* DIRECTIONS
Could you return each line below without altering a word?

Dataset entries:
PR #7713, opened 2025-08-01
chore(textInputGroup): add unique aria labels to examples

### LINKED ISSUE #7289: TextInputGroup - search input group examples should use unique aria-labeling
Since a11y docs will likely include verbiage about using unique aria labeling if there's more than 1 search input on a page, core examples should be updated to provide that unique labeling on inputs/utility buttons.

**Any other information?**

Mash707:
fixes: #7289

### DIFF
--- a/src/patternfly/components/TextInputGroup/examples/TextInputGroup.md
+++ b/src/patternfly/components/TextInputGroup/examples/TextInputGroup.md
@@ -450,7 +450,7 @@ The React implementation can be found in the [search input](/components/search-i
             {{#> button button--id="submit-advanced-search-expanded-with-autocomplete" button--IsPrimary=true button--IsSubmit=true button--aria-labelledby="submit-advanced-search-expanded-with-autocomplete search-input-group-advanced-search-expanded-with-autocomplete"}}
               Submit
             {{/button}}
-            {{#> button button--id="reset-advanced-search-expanded-with-autocomplete" button--IsLink=true button--IsReset=true button--IsSubmit=true button--aria-labelledby="submit-advanced-search-expanded-with-autocomplete search-input-group-advanced-search-expanded-with-autocomplete"}}
+            {{#> button button--id="reset-advanced-search-expanded-with-autocomplete" button--IsLink=true button--IsReset=true button--IsSubmit=true button--aria-labelledby="reset-advanced-search-expanded-with-autocomplete search-input-group-advanced-search-expanded-with-autocomplete"}}
               Reset
             {{/button}}
           {{/form-actions}}
--- a/src/patternfly/components/TextInputGroup/examples/TextInputGroup.md
+++ b/src/patternfly/components/TextInputGroup/examples/TextInputGroup.md
@@ -10,9 +10,9 @@ import './TextInputGroup.css'
 ### Basic
 ```hbs
 {{#> text-input-group text-input-group--id="text-input-group-basic"}}
-  {{#> text-input-group-main text-input-group-main--attribute = 'aria-label = "Basic"'}}
+  {{#> text-input-group-main}}
     {{#> text-input-group-text}}
-      {{> text-input-group-text-input}}
+      {{> text-input-group-text-input text-input-group-text-input--aria-label="Basic"}}
     {{/text-input-group-text}}
   {{/text-input-group-main}}
 {{/text-input-group}}
@@ -21,9 +21,9 @@ import './TextInputGroup.css'
 ### Disabled
 ```hbs
 {{#> text-input-group text-input-group--id="text-input-group-disabled" text-input-group--IsDisabled="true"}}
-  {{#> text-input-group-main text-input-group-main--attribute = 'aria-label = "Disabled"'}}
+  {{#> text-input-group-main}}
     {{#> text-input-group-text}}
-      {{> text-input-group-text-input}}
+      {{> text-input-group-text-input text-input-group-text-input--aria-label="Disabled"}}
     {{/text-input-group-text}}
   {{/text-input-group-main}}
 {{/text-input-group}}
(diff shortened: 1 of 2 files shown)


Mash707:
@thatblindgeye For now I have added aria-labels to `text-input-group-main` but I think we should rather add these to `text-input-group-text-input` since it adds a aria-label by default (this means that there are two aria-labels which I think we should not have). Let me know what you think.

https://github.com/patternfly/patternfly/blob/2147287dde3159a0a3d49097a068065e32051e5c/src/patternfly/components/TextInputGroup/text-input-group-text-input.hbs#L24-L31

Based on the response I'll update the remaining examples.

src/patternfly/components/TextInputGroup/text-input-group--search-input.hbs
```diff
@@ -2,13 +2,26 @@
...
     {{/text-input-group-text}}
   {{/text-input-group-main}}
   {{#if text-input-group--value}}
     {{#> text-input-group-utilities}}
       {{#if text-input-group--search-input--count}}
-        {{> badge badge--modifier="pf-m-read" badge--text=text-input-group--search-input--count}}
+        {{#> badge badge--modifier="pf-m-read"}}
+          <span aria-hidden="true">{{text-input-group--search-input--count}}</span>
+          {{#> screen-reader}}
+            {{#if text-input-group--search-input--IsNavigable}}
```
thatblindgeye, line 14: Looks like the "Search input group, match with navigable options" doesnt have this passed into it

thatblindgeye (changes requested):
One file comment below, and just the following:

- For the "Search input group, advanced search expanded" and "Search input group, advanced search expanded with autocomplete" examples, can we just tweak the "Submit" and "Reset" buttons in the examples so those have unique accessible names? We can keep it simple and apply unique ID's to the buttons themselves, then give each button an aria-labelledby that points to itself and the example heading (in that order). The end result should be an accessible name of "Submit Search input group, advanced search expanded" and so on.

thatblindgeye (approved):

src/patternfly/components/TextInputGroup/text-input-group--search-input.hbs
```diff
@@ -2,13 +2,26 @@
   {{#> text-input-group-main text-input-group-main--modifier="pf-m-icon"}}
     {{#> text-input-group-text}}
       {{> text-input-group-icon}}
-      {{> text-input-group-text-input text-input-group-text-input--aria-label="Search input"}}
+        {{#if text-input-group--search-input--aria-label}}
+          {{> text-input-group-text-input text-input-group-text-input--aria-label=text-input-group--search-input--aria-label }}
+        {{else}}
+          {{> text-input-group-text-input text-input-group-text-input--aria-label="Search input" }}
+        {{/if}}
```
mcoker: FWIW we do have a `ternary` helper for handlebars that would make this less code https://github.com/patternfly/patternfly/blob/9005060274bc955d4d5b6eabd6568c583eeb0f81/scripts/helpers.mjs#L67-L75

```suggestion
      {{> text-input-group-text-input text-input-group-text-input--aria-label=(ternary text-input-group--search-input--aria-label text-input-group--search-input--aria-label 'Search input' }}
```

src/patternfly/components/TextInputGroup/text-input-group--search-input.hbs
```diff
@@ -26,7 +39,21 @@
...
+          button--aria-label=text-input-group--search-input--clear-button-aria-label
+        }}
+      {{else}}
+        {{> button
+          button--IsPlain=true
+          button--IsIcon=true
+          button--icon="times fa-fw"
+          button--aria-label="Clear input"
+        }}
+      {{/if}}
```
mcoker: I'd use a ternary here, too

```suggestion
      {{> button
        button--IsPlain=true
        button--IsIcon=true
        button--icon="times fa-fw"
        button--aria-label=(ternary text-input-group--search-input--clear-button-aria-label text-input-group--search-input--clear-button-aria-label "Clear input")
      }}
```

src/patternfly/components/TextInputGroup/examples/TextInputGroup.md
```diff
@@ -146,22 +146,22 @@ For the purposes of this example, the `TextInputGroup` is contained in a wrapper
...
 ```
 
 ### Search input group, match with navigable options
 ```hbs
-{{> text-input-group--search-input text-input-group--id="text-input-group-search-input-group-match-with-navigable-options" text-input-group-text-input--placeholder="Find by name" text-input-group--value="John Doe" text-input-group--search-input--count="1 / 3" text-input-group--search-input--IsFirstMatch="true"}}
+{{> text-input-group--search-input text-input-group--id="text-input-group-search-input-group-match-with-navigable-options" text-input-group-text-input--placeholder="Find by name" text-input-group--value="John Doe" text-input-group--search-input--count="1 / 3" text-input-group--search-input--IsFirstMatch="true" text-input-group--search-input--IsNavigable="true" text-input-group--search-input--aria-label="Search input group match with navigable options" text-input-group--search-input--clear-button-aria-label="Clear search input group match with navigable options"}}
```
mcoker: The tiniest nittiest nit, just use `true` instead of `"true"` for setting something to true, unless you need to use the string "true" for some reason. In this case it should just be `true`. Our code is a little inconsistent that way, but we're trying to write all new code omitting the quotes unless you're passing a string to the parameter/attribute.

```suggestion
{{> text-input-group--search-input text-input-group--id="text-input-group-search-input-group-match-with-navigable-options" text-input-group-text-input--placeholder="Find by name" text-input-group--value="John Doe" text-input-group--search-input--count="1 / 3" text-input-group--search-input--IsFirstMatch="true" text-input-group--search-input--IsNavigable=true text-input-group--search-input--aria-label="Search input group match with navigable options" text-input-group--search-input--clear-button-aria-label="Clear search input group match with navigable options"}}
```

mcoker (approved):
Looks great to me! Just a few small tweaks if you don't mind.

mcoker (approved):
🚀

* RESULT
PR #7713, opened 2025-08-01
chore(textInputGroup): add unique aria labels to examples

### LINKED ISSUE #7289: TextInputGroup - search input group examples should use unique aria-labeling
Since a11y docs will likely include verbiage about using unique aria labeling if there's more than 1 search input on a page, core examples should be updated to provide that unique labeling on inputs/utility buttons.

**Any other information?**

Mash707:
fixes: #7289

### DIFF
--- a/src/patternfly/components/TextInputGroup/examples/TextInputGroup.md
+++ b/src/patternfly/components/TextInputGroup/examples/TextInputGroup.md
@@ -450,7 +450,7 @@ The React implementation can be found in the [search input](/components/search-i
             {{#> button button--id="submit-advanced-search-expanded-with-autocomplete" button--IsPrimary=true button--IsSubmit=true button--aria-labelledby="submit-advanced-search-expanded-with-autocomplete search-input-group-advanced-search-expanded-with-autocomplete"}}
               Submit
             {{/button}}
-            {{#> button button--id="reset-advanced-search-expanded-with-autocomplete" button--IsLink=true button--IsReset=true button--IsSubmit=true button--aria-labelledby="submit-advanced-search-expanded-with-autocomplete search-input-group-advanced-search-expanded-with-autocomplete"}}
+            {{#> button button--id="reset-advanced-search-expanded-with-autocomplete" button--IsLink=true button--IsReset=true button--IsSubmit=true button--aria-labelledby="reset-advanced-search-expanded-with-autocomplete search-input-group-advanced-search-expanded-with-autocomplete"}}
               Reset
             {{/button}}
           {{/form-actions}}
--- a/src/patternfly/components/TextInputGroup/examples/TextInputGroup.md
+++ b/src/patternfly/components/TextInputGroup/examples/TextInputGroup.md
@@ -10,9 +10,9 @@ import './TextInputGroup.css'
 ### Basic
 ```hbs
 {{#> text-input-group text-input-group--id="text-input-group-basic"}}
-  {{#> text-input-group-main text-input-group-main--attribute = 'aria-label = "Basic"'}}
+  {{#> text-input-group-main}}
     {{#> text-input-group-text}}
-      {{> text-input-group-text-input}}
+      {{> text-input-group-text-input text-input-group-text-input--aria-label="Basic"}}
     {{/text-input-group-text}}
   {{/text-input-group-main}}
 {{/text-input-group}}
@@ -21,9 +21,9 @@ import './TextInputGroup.css'
 ### Disabled
 ```hbs
 {{#> text-input-group text-input-group--id="text-input-group-disabled" text-input-group--IsDisabled="true"}}
-  {{#> text-input-group-main text-input-group-main--attribute = 'aria-label = "Disabled"'}}
+  {{#> text-input-group-main}}
     {{#> text-input-group-text}}
-      {{> text-input-group-text-input}}
+      {{> text-input-group-text-input text-input-group-text-input--aria-label="Disabled"}}
     {{/text-input-group-text}}
   {{/text-input-group-main}}
 {{/text-input-group}}
(diff shortened: 1 of 2 files shown)


Mash707:
@thatblindgeye For now I have added aria-labels to `text-input-group-main` but I think we should rather add these to `text-input-group-text-input` since it adds a aria-label by default (this means that there are two aria-labels which I think we should not have). Let me know what you think.

https://github.com/patternfly/patternfly/blob/2147287dde3159a0a3d49097a068065e32051e5c/src/patternfly/components/TextInputGroup/text-input-group-text-input.hbs#L24-L31

Based on the response I'll update the remaining examples.

src/patternfly/components/TextInputGroup/text-input-group--search-input.hbs
```diff
@@ -2,13 +2,26 @@
...
     {{/text-input-group-text}}
   {{/text-input-group-main}}
   {{#if text-input-group--value}}
     {{#> text-input-group-utilities}}
       {{#if text-input-group--search-input--count}}
-        {{> badge badge--modifier="pf-m-read" badge--text=text-input-group--search-input--count}}
+        {{#> badge badge--modifier="pf-m-read"}}
+          <span aria-hidden="true">{{text-input-group--search-input--count}}</span>
+          {{#> screen-reader}}
+            {{#if text-input-group--search-input--IsNavigable}}
```
thatblindgeye, line 14: Looks like the "Search input group, match with navigable options" doesnt have this passed into it

thatblindgeye (changes requested):
One file comment below, and just the following:

- For the "Search input group, advanced search expanded" and "Search input group, advanced search expanded with autocomplete" examples, can we just tweak the "Submit" and "Reset" buttons in the examples so those have unique accessible names? We can keep it simple and apply unique ID's to the buttons themselves, then give each button an aria-labelledby that points to itself and the example heading (in that order). The end result should be an accessible name of "Submit Search input group, advanced search expanded" and so on.

thatblindgeye (approved):

src/patternfly/components/TextInputGroup/text-input-group--search-input.hbs
```diff
@@ -2,13 +2,26 @@
   {{#> text-input-group-main text-input-group-main--modifier="pf-m-icon"}}
     {{#> text-input-group-text}}
       {{> text-input-group-icon}}
-      {{> text-input-group-text-input text-input-group-text-input--aria-label="Search input"}}
+        {{#if text-input-group--search-input--aria-label}}
+          {{> text-input-group-text-input text-input-group-text-input--aria-label=text-input-group--search-input--aria-label }}
+        {{else}}
+          {{> text-input-group-text-input text-input-group-text-input--aria-label="Search input" }}
+        {{/if}}
```
mcoker: FWIW we do have a `ternary` helper for handlebars that would make this less code https://github.com/patternfly/patternfly/blob/9005060274bc955d4d5b6eabd6568c583eeb0f81/scripts/helpers.mjs#L67-L75

```suggestion
      {{> text-input-group-text-input text-input-group-text-input--aria-label=(ternary text-input-group--search-input--aria-label text-input-group--search-input--aria-label 'Search input' }}
```

src/patternfly/components/TextInputGroup/text-input-group--search-input.hbs
```diff
@@ -26,7 +39,21 @@
...
+          button--aria-label=text-input-group--search-input--clear-button-aria-label
+        }}
+      {{else}}
+        {{> button
+          button--IsPlain=true
+          button--IsIcon=true
+          button--icon="times fa-fw"
+          button--aria-label="Clear input"
+        }}
+      {{/if}}
```
mcoker: I'd use a ternary here, too

```suggestion
      {{> button
        button--IsPlain=true
        button--IsIcon=true
        button--icon="times fa-fw"
        button--aria-label=(ternary text-input-group--search-input--clear-button-aria-label text-input-group--search-input--clear-button-aria-label "Clear input")
      }}
```

src/patternfly/components/TextInputGroup/examples/TextInputGroup.md
```diff
@@ -146,22 +146,22 @@ For the purposes of this example, the `TextInputGroup` is contained in a wrapper
...
 ```
 
 ### Search input group, match with navigable options
 ```hbs
-{{> text-input-group--search-input text-input-group--id="text-input-group-search-input-group-match-with-navigable-options" text-input-group-text-input--placeholder="Find by name" text-input-group--value="John Doe" text-input-group--search-input--count="1 / 3" text-input-group--search-input--IsFirstMatch="true"}}
+{{> text-input-group--search-input text-input-group--id="text-input-group-search-input-group-match-with-navigable-options" text-input-group-text-input--placeholder="Find by name" text-input-group--value="John Doe" text-input-group--search-input--count="1 / 3" text-input-group--search-input--IsFirstMatch="true" text-input-group--search-input--IsNavigable="true" text-input-group--search-input--aria-label="Search input group match with navigable options" text-input-group--search-input--clear-button-aria-label="Clear search input group match with navigable options"}}
```
mcoker: The tiniest nittiest nit, just use `true` instead of `"true"` for setting something to true, unless you need to use the string "true" for some reason. In this case it should just be `true`. Our code is a little inconsistent that way, but we're trying to write all new code omitting the quotes unless you're passing a string to the parameter/attribute.

```suggestion
{{> text-input-group--search-input text-input-group--id="text-input-group-search-input-group-match-with-navigable-options" text-input-group-text-input--placeholder="Find by name" text-input-group--value="John Doe" text-input-group--search-input--count="1 / 3" text-input-group--search-input--IsFirstMatch="true" text-input-group--search-input--IsNavigable=true text-input-group--search-input--aria-label="Search input group match with navigable options" text-input-group--search-input--clear-button-aria-label="Clear search input group match with navigable options"}}
```

mcoker (approved):
Looks great to me! Just a few small tweaks if you don't mind.

mcoker (approved):
🚀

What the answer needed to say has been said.